PR #706, opened 2025-12-02
Overhaul and modernize Nix flake setup

thomashoneyman:
When setting up a new machine and looking at the Nix setup we have I noticed a lot of quirkiness, nonstandard patterns, and relying on one-off little utilities like `slimlock` (thankfully in #701 we moved to `mkSpagoDerivation` from our homegrown `purix`). We also have some essentially dead code in Nix modules like `run-vm`, as AFAIK no one actually deploys the app to a VM and issues requests against it.

So I took a pass through everything to update to current best practices, improve performance especially in the dev shell, and make the codebase easier for contributors to work with. Here are some high-level changes:

- The `flake.nix` is broken into a few smaller modules (overlays, lib) with the integration test extracted out, so itas more like 250 lines instead of 900 lines
- Switched to the standard `buildNpmPackage` from the custom `slimlock` tool
- Got rid of the separate GitHub `spago test` script, as we can just run it as part of the overall `nix flake check` checks like everything else is
- Cleaned up the wiremock and git mock implementations and added comments to document the integration test so it's easier to understand why we have all this infrastructure for it
- Removed unnecessary legacy support (shell.nix, flake-compat) and dropped the test VM setup
- Included `.envrc` for developers using direnv — I personally need this, don't want to commit it on all fresh clones, and I think @f-f and I both already were on it

The codebase works the same as before, all the same commands (minus running the test VM), just a better setup internally.


f-f (approved):
This is great, thanks!

I would like to eventually get rid of the Nix VM (and replace it with something more agnostic, e.g. docker), but this is a good start 👏 👏

PR #708, opened 2025-12-04
Replace heavyweight integration tests

thomashoneyman:
The old integration test ran everything in a single Nix build sandbox, making iteration slow and debugging painful and it couldn't be run on macos. The new approach uses process-compose to orchestrate services locally:

```
nix run .#test-env     # Start server + WireMock mocks
spago run -p registry-app-e2e  # Run E2E tests (separate terminal)
```

This is meant to make it easy to iterate on the server in local development and implement tests like any other PureScript code. There's more we could do to the Wiremock setup to make it easy to work with, but this should be a good starting point. Here's a demonstration:

https://github.com/user-attachments/assets/da5eec4c-bc30-441b-a9dd-118ea02f8fb9

(This video is on a M2 Mac, demonstrating everyone contributing to the project can do this locally and quickly).

Under the hood, I opted to:

1. Keep the Nix VM integration test, but rename it to be a smoke test and only be about deploying the software the same way Colmena does and making sure the services come up as expected. In the future this is also where we could do things like kill the process and see how it recovers.

2. Add a new test environment based on [process-compose](https://github.com/F1bonacc1/process-compose), which sets up the server and associated Wiremock services, mocked git etc. so we can easily test the server. It's kind of like a Docker container, but much faster and lighter weight, particularly on Mac.

3. Use this and the new `app-e2e` tests to replace the integration test, so we still have an integration test check that happens to be a lot faster.

4. Centralize and clean up our use of env vars in the code base as this was starting to proliferate all over the place.


app/src/App/Server.purs
```diff
@@ -232,64 +232,60 @@ main = do
...
+                    Console.error $ "Healthchecks failed and failure limit reached, will not retry: " <> Fetch.Retry.printRetryRequestError error
+
+                  Succeeded _ -> do
+                    Console.error $ "Healthchecks returned non-200 status and failure limit reached, will not retry."
+
+            loop limit
+          pure unit
+
+      -- Read port from SERVER_PORT env var (optional)
+      port <- liftEffect $ Env.lookupOptional serverPort
```
f-f, line 279: here it says "optional", but I don't see a default port specified anywhere?

thomashoneyman: HTTPurple defaults to 8080. We could provide an explicit default though.

f-f: Ah I see now. Should be enough to note it in a comment!

app/src/App/Server.purs
```diff
@@ -232,64 +232,60 @@ main = do
...
+                  Failed error -> do
+                    Console.error $ "Healthchecks failed and failure limit reached, will not retry: " <> Fetch.Retry.printRetryRequestError error
+
+                  Succeeded _ -> do
+                    Console.error $ "Healthchecks returned non-200 status and failure limit reached, will not retry."
+
+            loop limit
+          pure unit
+
+      -- Read port from SERVER_PORT env var (optional)
```
f-f:
```suggestion
      -- Read port from SERVER_PORT env var (optional, HTTPurple defaults to 8080)
```

f-f (approved):
This is great, thanks @thomashoneyman for looking into this!! 👏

Problem to solve
Search the entries for the string "thomashoneyman" and copy each line where it occurs.

Answer to this exercise
thomashoneyman:
thomashoneyman:
thomashoneyman: HTTPurple defaults to 8080. We could provide an explicit default though.
This is great, thanks @thomashoneyman for looking into this!! 👏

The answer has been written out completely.